Os biólogos usam uma variedade de técnicas para isolar os componentes celulares, dependendo da organela ou da molécula em que estão interessados. Aqui estão alguns dos métodos mais comuns:

1. Interrupção da célula:

* Métodos mecânicos:
* homogeneização: Usando um liquidificador ou um homogeneizador de alta velocidade para quebrar fisicamente células abertas.
* sonicação: Usando ondas sonoras para interromper as membranas celulares.
* French Press: Forçar as células através de uma pequena abertura sob alta pressão.
* moagem: Usando um argamassa e pilão para quebrar fisicamente as células.
* Métodos químicos:
* detergentes: Descubra as membranas celulares dissolvendo lipídios.
* enzimas: Use enzimas específicas como a lisozima para degradar as paredes celulares.
* choque osmótico: Alterando a pressão osmótica da solução para interromper as membranas celulares.

2. Centrifugação diferencial:

* Após a interrupção da célula, o lisado celular é girado em velocidades e durações crescentes. Isso separa os componentes com base em seu tamanho e densidade.
* centrifugação de baixa velocidade: Pellet componentes maiores, como núcleos e detritos celulares.
* centrifugação de média velocidade: Mitocôndrias e lisossomos de pellets.
* centrifugação de alta velocidade: Microssomos e ribossomos de pellets.
* ultracentrifugação: Componentes menores do sedimento, como proteínas e ácidos nucleicos.

3. Centrifugação do gradiente de densidade:

* Este método refina ainda a separação alcançada por centrifugação diferencial. Um gradiente de sacarose ou outras substâncias é criado em um tubo e o lisado celular é colocado em camadas no topo.
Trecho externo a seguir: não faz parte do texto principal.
PR #143, opened 2022-07-18
Address #148 by adding `ConfigurableFixedConstraint` boundary condition class

mstoelzle:
## Motivation
Currently, there exists only the option to either have a) no boundary conditions or b) fully fixed boundary conditions. The only functionality in between is that for example translations are allowed, but rotations are constrained and vice-versa. However in practice, there are many situations where we would like to allow certain translations (for example along a plane) or rotations (for example allow yawing of the end of the rod), but constrain all other DoF. The user of the library would have to implement this functionality all themselves inheriting from the `FreeBC` class. In many cases, such an implementation is not straight-forward. Thus, the library should provide the user the option to configure the BC themselves in a simple fashion. Although it obviously will never cover all the edge-cases a specific project might require, it will give the user an idea / hint / guidance on how to implement a similar solution.

## Provided functionality
This PR add the following functionality through the `ConfigurableFixedConstraint` class:

- Using boolean arrays `translational_constraint_selector` and `rotational_constraint_selector`, the user can specify which Degrees of Freedom to allow / constrain at the specified nodes.
- These boolean arrays have to be specified in the inertial frame.
- The `ConfigurableFixedConstraint` will now only re-set the positions, velocities, directors and omegas to the saved, fixed values for the constrained dimensions. The other DoF are allowed to freely move / rotate.
- We can simplify the codebase by now having `FixedConstraint` be a child class of `ConfigurableFixedConstraint`. `FixedConstraint` will still constrain all dimension, e.g. `translational_constraint_selector=np.array([True, True, True])` and `rotational_constraint_selector=np.array([True, True, True])`

## Examples for usage
Below examples motivate the usage of this new class.
```py
# How to fix all translational and rotational DoF except allowing twisting around z-axis in inertial frame:

simulator.constrain(rod).using(
    ConfigurableFixedConstraint,
    constrained_position_idx=(0,),
    constrained_director_idx=(0,),
    translational_constraint_selector=np.array([True, True, True]),
    rotational_constraint_selector=np.array([True, True, False]),
)

# How to allow the end of the rod to move in the x-y plane and allow all rotational DoF:

simulator.constrain(rod).using(
    ConfigurableFixedConstraint,
    constrained_position_idx=(-1,),
    translational_constraint_selector=np.array([True, True, False]),
)
```

I also added an example in `examples/BoundaryConditionCases/configurable_fixed_constraint.py`, which applies torsion to end tip of a rod. With a fully `FixedConstraint` the resulting orientation of the first node of the rod would look like this:

[...]

Issue #113, opened 2022-06-16
Separate joint module into separate connections and collision


bhosale2:
Currently, the implementation for connections and collision lies in `joint.py` which is a rather non-intuitive name for its contents. A more intuitive name could be `connections_and_collision.py`? @armantekinalp and @skim0119 suggestions?

skim0119:
I think `collision` should be separated. I agree that `connection could be more general name.

bhosale2:
Ok, then the consensus on this is:
1. Rename `joint.py` to `connections.py`
2. Move out collision classes into a separate `collision.py`

armantekinalp:
Yes, I think it is a good idea

Ali-7800:
Merging checklist
- [ ] New contact module and tests
- [ ] Updated rod-rod, rod-cylinder, self-contact classes, examples, and tests
- [ ] Surface class, surface subclass: plane, and tests
- [ ] Updated rod-plane, cylinder-plane classes, examples, and tests

Rahul-JOON:
@Ali-7800 added the New Contact module, surface base class, and tests via #281.

Ali-7800:
Added Updated rod-rod, rod-cylinder, self-contact classes, examples, and tests via #291

Ali-7800:
Added the new plane surface subclass.

Ali-7800:
Added updated rod-plane contact class

Ali-7800:
Updated rod-plane contact classes tests and refactored contact functions in interaction.py and joint.py

Ali-7800:
Updated rod-plane contact examples and added continuum snake with lifting wave example

Ali-7800:
Updated documentation for contact module, closing now as issue is resolved

PR #149, opened 2022-07-20
Fix #122 by enabling joints to connect rods and rigid bodies 

### LINKED ISSUE #122: Joint between Rod and RigidBody
**Describe the bug**
According to the [documentation](https://docs.cosseratrods.org/en/latest/api/connections.html#elastica.joint.FixedJoint), a numerous number of joints (and particularly the FixedJoint) should have compatibility for connecting a CosseratRod and a RigidBody (for example a Cylinder). However in practice, there are some bugs when trying to use this feature:

Error message for call `simulator.connect(rigid_body, rod, first_connect_idx=0, second_connect_idx=-1)`:
```
File "/Users/maximilianstoelzle/opt/miniconda3/envs/hsa-control/lib/python3.10/site-packages/elastica/wrappers/connections.py", line 99, in _call_connections
    connection.apply_torques(
  File "/Users/maximilianstoelzle/opt/miniconda3/envs/hsa-control/lib/python3.10/site-packages/elastica/joint.py", line 250, in apply_torques
    + rod_two.rest_lengths[index_two] * rod_one.tangents[..., index_one]
AttributeError: 'Cylinder' object has no attribute 'tangents'
```

Error message for call `simulator.connect(rod, rigid_body, first_connect_idx=0, second_connect_idx=0)`:
```
 File "/Users/maximilianstoelzle/opt/miniconda3/envs/hsa-control/lib/python3.10/site-packages/elastica/wrappers/connections.py", line 99, in _call_connections
    connection.apply_torques(
  File "/Users/maximilianstoelzle/opt/miniconda3/envs/hsa-control/lib/python3.10/site-packages/elastica/joint.py", line 250, in apply_torques
    + rod_two.rest_lengths[index_two] * rod_one.tangents[..., index_one]
AttributeError: 'Cylinder' object has no attribute 'rest_lengths'
```

Error message for call `simulator.connect(rod, rigid_body, first_connect_idx=-1, second_connect_idx=0)`:
```
 File "/Users/maximilianstoelzle/opt/miniconda3/envs/hsa-control/lib/python3.10/site-packages/elastica/wrappers/connections.py", line 99, in _call_connections
    connection.apply_torques(
  File "/Users/maximilianstoelzle/opt/miniconda3/envs/hsa-control/lib/python3.10/site-packages/elastica/joint.py", line 239, in apply_torques
    rod_two.position_collection[..., index_two + 1]
IndexError: index 1 is out of bounds for axis 1 with size 1
```

**To Reproduce**
```py
from elastica.joint import FixedJoint
from elastica.rod.cosserat_rod import CosseratRod
from elastica.rigidbody import Cylinder
rod = CosseratRod.straight_rod(
                n_elements=50,  # number of elements
                start=rod_base_position,  # Starting position of first node in rod
                direction=np.array([0.0, 1.0, 0.0]),  # Direction the rod extends
                normal=np.array([0.0, 0.0, 1.0]),  # normal vector of rod
                base_length=1.,  # original length of rod (m)
                base_radius=0.05,  # original radius of rod (m)
                density=1e3,  # density of rod (kg/m^3)
                nu=1e-3,  # Energy dissipation of rod
                youngs_modulus=youngs_modulus,
                shear_modulus=shear_modulus,
            )
rigid_body =  Cylinder(start=np.array[0., 0., 1.),
                            normal=np.array([0., 0., 1.]),
                            direction=np.array([1., 0., 0.]),
                            base_length=platform_thickness,
                            base_radius=platform_radius,
                            density=1.,  # TODO: replace with actual density of platform
                        )
simulator.connect(rigid_body, rod, first_connect_idx=0, second_connect_idx=-1).using(
                                    FixedJoint,
                                    k=1e8, kt=1e6, nu=1,
                                )
```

Durante a centrifugação, os componentes se movem pelo gradiente até atingirem uma densidade igual à sua.
* Tipos:
* gradiente de sacarose: Comumente usado para separar organelas.
* gradiente de cloreto de césio: Excelente para isolar o DNA e o RNA.

4. Cromatografia em afinidade:

* Este método explora a ligação específica de uma molécula alvo a um ligante imobilizado em uma coluna.
* ligante: Uma molécula que se liga especificamente à molécula alvo.
* coluna : Uma matriz sólida com o ligante imobilizado.
* Eluição: Após a ligação, a molécula alvo é eluída da coluna usando uma solução específica.

5. Eletroforese:

* Usado para separar proteínas com base no tamanho e na carga e nos ácidos nucleicos com base no tamanho.
* SDS-PAGE: Separa proteínas com base no tamanho.
* eletroforese em gel de agarose: Separa os ácidos nucleicos com base no tamanho.

6. Imunoprecipitação:

* Este método usa anticorpos para isolar proteínas específicas.
* Anticorpos : Se ligar a uma proteína de interesse específica.
* precipitação: Após a ligação, o complexo proteico-anticorpo é precipitado fora da solução.

7. Citometria de fluxo:

* Este método usa lasers e sondas fluorescentes para analisar e classificar células ou componentes celulares com base em suas características físicas e biológicas.

Exemplo:isolando mitocôndrias

* As células são interrompidas usando homogeneização ou uma imprensa francesa.
* O lisado celular é centrifugado a uma velocidade média para as mitocôndrias de pellets.
* O sedimento é ressuspenso e purificado posteriormente usando centrifugação de gradiente de densidade.

A escolha do método depende do tipo de célula específico, da organela ou da molécula de interesse e do nível de pureza desejado. Cada técnica tem seus pontos fortes e fracos, e os pesquisadores geralmente usam uma combinação de métodos para obter os resultados desejados.